奈良県大和郡山市に存在してた郡山城は,豊臣秀吉の政権下はその弟・秀長が居城としたほか,江戸時代には郡山藩の藩庁とされていた平山城である。
元々同城は,同地に勢力を有していた郡山衆が10世紀後半に築城したとされている。
この郡山衆は,戦国時代に入ると周辺の有力勢力である筒井氏や越智氏,また,大和国に侵攻してきた松永氏など,各勢力化を渡り歩くことになる。
そのため,幾度か周辺勢力との争いに巻き込まれており,元亀元年(1570年)から翌年にかけて,松永久秀の攻撃を受けたりしている。

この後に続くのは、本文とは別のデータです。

PR #2216, opened 2020-09-23
Changes to support Openshift in the Lagoon Build and Deploy Controllers

shreddedbacon:
# Checklist
- [ ] Affected Issues have been mentioned in the Closing issues section
- [ ] Documentation has been written/updated
- [ ] PR title is ready for changelog and subsystem label(s) applied

This contains the initial changes to Lagoon to support using the Lagoon Build and Deploy Controllers for Openshift deployments. There are additional changes that are in the controllers themselves to also support Openshift, see the builddeploy controllers repository for more.

This PR also adds a new activeSystemsX values `lagoon_osController<Job|Misc|BuildDeploy|Remove>` to allow for transitioning existing projects to using the controller as required.

# Closing issues
Put `closes #XXXX` in your comment to auto-close the issue that your PR fixes (if such).

PR #2437, opened 2021-01-04
Reenable webhooks, and webhook tests

tobybellwood:
This PR ties to a branch of lagoon-charts that has the webhook services re-enabled.

It disables the check-branch-sha.yaml as the pullrequest type doesn't have a LAGOON_GIT_BRANCH to check for.

It also adds in the webhooks components from #2216 to enable the removal and deletion of PR and branches from k8s.


tobybellwood:
PR has been updated to create an ansible var file that is populated in the `tests` image entrypoint with the values passed from the lagoon-test secret.  These extra-vars are then called by the ansible-playbook to replace  (amongst others) - the graphql URL, API URL, webhook URLs and git URLs.  Once the corresponding PR has been merged to uselagoon/lagoon-charts, the `CHARTS_TREEISH` branch in the makefile can be set back to main again.

PR #3793, opened 2024-08-08
Docs: Removing Alanna from CoC and adding Lagoon alumni.

AlannaBurke:
Removes Alanna from CoC page and adds Alumni to maintainers.


tobybellwood (approved):
Thank you, and thank you for everything in the last 4-5 years :medal_sports:

PR #3795, opened 2024-08-21
Improve SSH docs around ptys and interactive shells

smlx:
There has been some confusion around why sometimes you don't get a shell prompt when using Lagoon SSH. This change aims to clarify what happens when you use ssh and when you need to force pty allocation.

I noticed that we advise people to specify port 22 even though that is the default. So I removed that bit.

I also took the opportunity to remove the advice to ignore host keys, since both the ssh core and ssh portal services provide static host keys these days. If you don't want to remove that yet I can push it in a separate PR.

# General Checklist

- [ ] ~Affected Issues have been mentioned in the Closing issues section~

# Database Migrations

- [ ] ~If your PR contains a database migation, it **MUST** be the latest in date order alphabetically~

# Closing issues

n/a

### DIFF
--- a/docs/interacting/ssh.md
+++ b/docs/interacting/ssh.md
@@ -104,7 +104,7 @@ ssh {% if defaults.sshport != 22 %}-p {{ defaults.sshport }} {% endif %}-t drupa
 
 ## Copying files
 
-The common case of copying a file into your `cli` pod can be acheived with the usual SSH-compatible tools.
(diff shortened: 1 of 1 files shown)


shreddedbacon:
The port needs to go back in.

The `{{ defaults.sshport }}` are used as a way to provide overrides for people that may not use port 22 and host their own version of the docs.

smlx:
Ok thanks for the tip. I added a conditional around the port templating.

tobybellwood (approved):
Thanks!

PR #3797, opened 2024-08-23
fix: add view-users role to the service-api client

smlx:
Later versions of Keycloak require view-users as well as query-groups
role permissions in order to query the groups in a realm.

This seems to be basically undocumented. :'(


shreddedbacon:
This makes sense. Covers off the change required to the realm import on initial setup, and the migration for existing installations.

shreddedbacon (approved):

PR #3798, opened 2024-08-23
chore: fix debug command

smlx:
The pemissions on the KUBECONFIG file in jenkins changed to 0600, so
just `sudo cat` it out instead of scp.


tobybellwood (approved):
yup - thanks for doing this - I'd been working around it for months!

PR #3799, opened 2024-08-26
docs: remove uptimerobot references and add note about monitoring

shreddedbacon:
# General Checklist

# Database Migrations

Removes references to UptimeRobot and updates documentation for the `monitoring-path` on routes to include a note that Lagoon does not provide monitoring capabilties out of the box, and that only labels and annotations are provided.

It is up to platform operators to use these labels and annotations to inform monitoring systems as they see fit.

As always though, people are free to add their own monitoring that they manage themselves outside of Lagoon if a platform operator does not offer a monitoring solution.

### DIFF
--- a/docs/concepts-basics/lagoon-yml.md
+++ b/docs/concepts-basics/lagoon-yml.md
@@ -275,12 +275,20 @@ that's important!):
 
 ### Monitoring a specific path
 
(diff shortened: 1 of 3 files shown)


tobybellwood (approved):
Thanks!

PR #3803, opened 2024-09-10
feat: add lagoon-ui-oidc client

shreddedbacon:
# General Checklist

# Database Migrations

This creates a copy of the `lagoon-ui` client called `lagoon-ui-oidc` that has public authentication disabled. This client will eventually be used by the next UI version, while leaving the existing client in place for the current UI so that both versions of the UI could be used while development is undertaken, with the eventual goal of the original `lagoon-ui` client going away.

The [charts will need to be updated](https://github.com/uselagoon/lagoon-charts/pull/691) to include support for configuring the secret for this client with this variable `KEYCLOAK_LAGOON_UI_OIDC_CLIENT_SECRET`


tobybellwood (approved):
This is a step towards Uiv2

PR #3807, opened 2024-09-17
chore: update k8s versions and upstream branch

tobybellwood:
This PR updates the versions of K3D, Kubernetes and Kubectl to match the versions tested in lagoon-charts.

Additionally, it repoints the CHARTS_TREEISH back to main now v2.21 has been released


shreddedbacon (approved):
Makes sense

PR #3812, opened 2024-09-19
build: update rabbitmq/broker to 3.12.14

tobybellwood:
This PR updates the version of RabbitMQ used in the broker service to the latest release in the 3.12.x series.

We have to upgrade Minor version by minor version to ensure feature flags are updated


shreddedbacon (approved):
Reading https://github.com/rabbitmq/rabbitmq-server/releases/tag/v3.12.14 I'm not seeing anything that stands out as potentially breaking for us.

PR #3813, opened 2024-09-20
feat: add lagoon-cli keycloak client

shreddedbacon:
# General Checklist

# Database Migrations

This adds a keycloak client specifically for the lagoon-cli to use when the oauth integration is available to use. 

It only has `http://127.0.01` redirect uri support, which works with the random ports that the cli generates to handle the callback with.


tobybellwood (approved):
This is the building block for the next part of Lagoon CLI.

PR #3709, opened 2024-04-15
feat: introduce retention policy support

shreddedbacon:
# General Checklist

- [ ] Affected Issues have been mentioned in the Closing issues section
- [ ] Documentation has been written/updated
- [ ] PR title is ready for inclusion in changelog

# Database Migrations

- [x] If your PR contains a database migation, it **MUST** be the latest in date order alphabetically

Introducing retention policy support to Lagoon. This first iteration only contains Harbor and history based retention policy support.

Retention policy support allows platform owners to configure policies globally, organizationally, or directly on projects. Policy inheritance exists-ish, and a project will override organization, which will override global.

# Harbor Policies
Harbor policies allow for retaining the Last Pulled number of images based on rules that can be defined. This allows platform owners to be able to write rules that could retain all images of a project for the last # pulled images. Or configure multiple rules based on [doublestar pattern matching](https://github.com/bmatcuk/doublestar#patterns) that Harbor uses to prune some images more aggressively than others.

Harbor policies are enforced when they are linked, unlinked, updated, or when a deployment reaches the final stages. It uses hooks on certain events, and then send messages to the remotes to inform their configured Harbor of any policy changes that are required.

This requires that the `remote-controller` be updated with [support for receiving the retention policy payloads](https://github.com/uselagoon/remote-controller/pull/243)

# History Policies
History policies allow for retaining the last X number of builds and tasks and associated files/logs for these. It is possible to configure this for `COUNT`, `DAYS`, `MONTHS`. This allows for platform owners to retain a small number of builds and tasks within an environment if they choose to.

History policies are enforced whenever a new task or build is created.

See the [README](https://github.com/uselagoon/lagoon/blob/retention-policies/services/api/src/resources/retentionpolicy/README.md) for more information about retention policies.

PR #3866, opened 2025-01-06
feat: more filters for deploymentsByFilter

shreddedbacon:
# General Checklist

# Database Migrations

# Description

Extends `deploymentsByFilter` with `month` and `includeDeleted` filtering.

* `month` can be used to filter builds for a specific month
* `includeDeleted` will allow to filter for environments that were deleted

Additionally, updates the resolver to exclude results for projects that are deleted, this is because environment deployment history is not currently deleted when a project is deleted, but this could change with #3709

### DIFF
--- a/services/api/src/resources/deployment/resolvers.ts
+++ b/services/api/src/resources/deployment/resolvers.ts
@@ -151,7 +151,7 @@ export const getDeploymentsByFilter: ResolverFn = async (
   { sqlClientPool, hasPermission, models, keycloakGrant, keycloakUsersGroups, adminScopes }
 ) => {
 
-  const { openshifts, deploymentStatus = ["NEW", "PENDING", "RUNNING", "QUEUED"] } = input;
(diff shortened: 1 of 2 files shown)


services/api/src/resources/deployment/resolvers.ts
```diff
@@ -181,13 +181,29 @@ export const getDeploymentsByFilter: ResolverFn = async (
       queryBuilder = queryBuilder.whereIn('environment.project', userProjectIds);
   }
 
+  // collect builds for a specific year/month
+  if (month) {
```
bomoko: perhaps this should be renamed, given we're using the year and month for the filter

bomoko (changes requested):

services/api/src/resources/deployment/resolvers.ts
shreddedbacon: I've updated it now to be `startDate` and `endDate` filters

bomoko (approved):

bomoko (approved):
oh, great change!

PR #3869, opened 2025-01-22
build: correct path in local-git for entrypoint

tobybellwood:
Alpine 3.21 changed the path for some utility packages previously under /sbin to /usr/sbin - and the one we use is in the local-git image entrypoint


shreddedbacon (approved):
Simple fix

PR #3860, opened 2024-12-27
chore: update keycloak to version 26

shreddedbacon:
# General Checklist

- [ ] Affected Issues have been mentioned in the Closing issues section
- [ ] Documentation has been written/updated
- [ ] PR title is ready for inclusion in changelog

# Database Migrations

- [ ] If your PR contains a database migation, it **MUST** be the latest in date order alphabetically

# Description

Update keycloak to v26.0.7

Supporting pullrequests:
* https://github.com/uselagoon/lagoon-ui/pull/307
  * changes the ui to use keycloak-js directly as the provided keycloak.js client in keycloak has been removed
* https://github.com/uselagoon/lagoon-charts/pull/733
* https://github.com/uselagoon/lagoon-ssh-portal/pull/497
  * with the enforcement of https on keycloak, ssh-portal fails to verify the issuer due to self signed certificate and crashes

PR #3875, opened 2025-02-03
test: simulate an upgrade in ci

shreddedbacon:
# General Checklist

# Database Migrations

# Description

The purpose of this is to install the latest stable release, and then perform an upgrade to the version in branch. This helps to validate if changes to Lagoon in either core, or the charts will cause a failure of an upgrade.

The process is to firstly install the latest stable release using the following (some extra options which may change with #3860)
```
make k3d/stable-local-stack
```
This will set up the k3d cluster, install the prerequisite components (ingress, harbor, etc) and then install the latest lagoon charts release versions (core, remote, build-deploy)

Once that is running, perform the upgrade using the following
```
make k3d/install-lagoon
```
This will just re-install, or upgrade, the core, remote, and build-deploy charts from the source repositories.

Also updated to allow for overriding the build-deploy-image without having to set the `buildImage` in the API. The `build-deploy-image` is now pulled and then pushed into the registry that is deployed as part of the local-stack and there are new make commands that can be used to push a different image into the registry to override it as required. This will hopefully allow for easier development and testing of build-deploy-images locally.

### DIFF
--- a/Makefile
+++ b/Makefile
@@ -818,10 +818,13 @@ k3d/stable-install-lagoon:
 
 # k3d/local-stack will deploy and seed a lagoon-core with a lagoon-remote and all basic services to get you going
 # and will provide some initial seed data for a user to jump right in and start using lagoon
+INSTALL_SEED_DATA = true
 .PHONY: k3d/local-stack
 k3d/local-stack: k3d/setup
 	$(MAKE) k3d/install-lagoon SKIP_DETAILS=true
+ifeq ($(INSTALL_SEED_DATA),true)
 	$(MAKE) k3d/seed-data
+endif
 	$(MAKE) k3d/get-lagoon-details
 
 # k3d/stable-local-stack is the same as k3d/local-stack except that it starts it with the latest stable chart versions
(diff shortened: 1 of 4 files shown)


Makefile
```diff
@@ -50,12 +50,13 @@ UPSTREAM_TAG ?= latest
...
 # edge is the most current merged change
+BUILD_DEPLOY_IMAGE_REPO = uselagoon/build-deploy-image
 BUILD_DEPLOY_IMAGE_TAG ?= edge
 
 # UI_IMAGE_REPO and UI_IMAGE_TAG are an easy way to override the UI image used
 # only works for installations where INSTALL_STABLE_CORE=false
-# UI_IMAGE_REPO = uselagoon/ui
-# UI_IMAGE_TAG =
+UI_IMAGE_REPO = uselagoon/ui
+UI_IMAGE_TAG = main
```
tobybellwood, line 59: acknowledging that this override needs to stay here until the next stable release is out of the door to ensure Keycloak library backwards compatibility

tobybellwood (approved):
This looks good to me - doesn't add much to the test time, but an important step in checking upgrades.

松永久秀死亡後,同地には筒井氏が勢力を伸ばすことになるが,天正12年(1584年),筒井氏は豊臣秀吉の命により伊賀国に転封,同地には翌年,秀吉の弟・秀長が100万石の領主として入城,同城や城下町の整備を行う。
ただ,秀長の時代は短く,天正19年(1591年)に秀長は死亡,その跡を継いだ秀保も文禄4年(1595年)に死亡したため絶家,代わりに豊臣氏の五奉行の一人である増田長盛が領主となるが,長盛も慶長5年(1600年)の関ヶ原の合戦後に高野山に追放され,同地は徳川氏の直轄となる。

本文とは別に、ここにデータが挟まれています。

PR #3876, opened 2025-02-04
feat: built-in audit logging

shreddedbacon:
# General Checklist

# Database Migrations

# Description

Introduce audit logging that saves events in the API instead of relying on the events being stored in an external logging tool (like opensearch) as they currently are.

They are searchable by date range and other fields (email, user id, event type, resource type, etc..)

Things to consider
* Truncating or ageing out events over time to prevent the table from becoming too large
  * Maybe periodically export to s3 for historical purposes? It could be possible to just dump events from the API, and then manually truncate the table to retain certain date range
  * Maybe #3709 could have some role here in the future to handle configuring the audit log retention policy?

### DIFF
--- a/services/api/database/migrations/20250218000000_audit_log.js
+++ b/services/api/database/migrations/20250218000000_audit_log.js
@@ -1,0 +1,38 @@
+/**
+ * @param { import("knex").Knex } knex
+ * @returns { Promise<void> }
+ */
+exports.up = async function(knex) {
+    organizations = await knex.schema.hasTable('audit_log');
+    if (!organizations) {
+        return knex.schema
+        .createTable('audit_log', function (table) {
+            table.increments('id').notNullable().primary();
+            table.specificType('usid', 'CHAR(36)'); // will be uuid from keycloak
+            table.string('email_address', 300);
+            table.specificType('resource_id', 'CHAR(36)'); // could be uuid (group/user) or int (project/env/org)
+            table.enu('resource_type', ['backup', 'bulkdeployment', 'deployment', 'deploytarget', 'deploytargetconfig', 'environment', 'group', 'notification', 'organization', 'project', 'sshkey', 'task', 'user', 'variable','workflow']);
+            table.string('resource_details', 300);
+            table.specificType('linked_resource_id', 'CHAR(36)'); // could be uuid (group/user) or int (project/env/org)
+            table.enu('linked_resource_type', ['backup', 'bulkdeployment', 'deployment', 'deploytarget', 'deploytargetconfig', 'environment', 'group', 'notification', 'organization', 'project', 'sshkey', 'task', 'user', 'variable','workflow']);
+            table.string('linked_resource_details', 300);
+            table.string('audit_event', 300);
+            table.specificType('impersonator_id', 'CHAR(36)'); // will be uuid from keycloak
+            table.string('impersonator_username', 300);
+            table.string('ip_address', 300);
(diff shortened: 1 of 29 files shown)


services/api/src/resources/audit/resolvers.ts
```diff
@@ -0,0 +1,78 @@
...
+export const getAuditLogs: ResolverFn = async (
+  root,
+  { input },
+  { sqlClientPool, hasPermission }
+) => {
+  await hasPermission('project', 'viewAll');
+
+  let queryBuilder = knex('audit_log');
+
+  if (input && input.userId) {
```
bomoko: you could potentially just wrap all these where statements in a single "if (input) {}" block, that way if there is no input object, you skip all the subsequent conditionals.

services/api/database/migrations/20250218000000_audit_log.js
```diff
@@ -0,0 +1,38 @@
...
+ * @param { import("knex").Knex } knex
+ * @returns { Promise<void> }
+ */
+exports.up = async function(knex) {
+    organizations = await knex.schema.hasTable('audit_log');
+    if (!organizations) {
+        return knex.schema
+        .createTable('audit_log', function (table) {
+            table.increments('id').notNullable().primary();
+            table.specificType('usid', 'CHAR(36)'); // will be uuid from keycloak
```
bomoko, line 11: out of interest - why `usid` rather than `user_id`

bomoko (approved):
Looks good.

I've run this locally, although I haven't manually tested _all_ paths. I've done a bunch - logic makes sense and smoketesting is good.

Can also confirm impersonation logging is working as well.

Nice one.

services/api/database/migrations/20250218000000_audit_log.js
shreddedbacon: usid is what the other tables in the api-db use ([sshkey](https://github.com/uselagoon/lagoon/blob/audit-logging/services/api/database/migrations/20220908065119_initial_db.js#L287), [lastaccessed](https://github.com/uselagoon/lagoon/blob/audit-logging/services/api/database/migrations/20241229000000_user_last_accessed.js#L10))

services/api/src/resources/audit/resolvers.ts
shreddedbacon: Yeah, I can do that :D

shreddedbacon:
Just updated it with the limit changes

services/api/src/resources/audit/resolvers.ts
```diff
@@ -12,69 +12,89 @@ export const getAuditLogs: ResolverFn = async (
...
-  }
+    if (input.linkedResourceType) {
+      queryBuilder = queryBuilder.where('linked_resource_type', input.linkedResourceType);
+    }
 
-  if (input && input.source) {
-    queryBuilder = queryBuilder.where('source', input.source);
-  }
+    if (input.linkedResourceDetails) {
+      const l =
```
bomoko: Does this `l` do anything (I don't think I saw it the first time round)

bomoko (approved):
Looks good except for the rogue `l` if it is indeed rogue.

services/api/src/resources/audit/resolvers.ts
shreddedbacon: nothing to see here :hide-the-pain:

shreddedbacon:
> Looks good except for the rogue `l` if it is indeed rogue.

Yep, rogue :laughing:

慶長20年(1615年),大坂夏の陣が勃発した際,郡山の地は筒井定慶が所領していたが,同城に対し,大坂方は約2000の兵を率い侵攻してきた。
これに対し,筒井氏は浪人や農民,商人など約1000の兵を集めていたが,大坂方の兵力を3万の大軍と見誤り,筒井氏は同城から撤退してしまう。
それでも,同城には僅かな兵力が残されており,迫り来る大坂方の軍勢と戦闘,約30名が討ち取られたのだといい,これが同城における最後の戦闘となる(なお,大坂の陣の後,筒井定慶は同城から撤退したことを恥じ,自刃したのだという。)。
このように,同城は大和国における重要な拠点のひとつとして,幾度かの戦闘が繰り広げられてきた歴史がある。
そのためか,同城付近では,落ち武者の幽霊の目撃談など,同城を巡る合戦で命を落としたと思しき者の幽霊の目撃談があるそうである。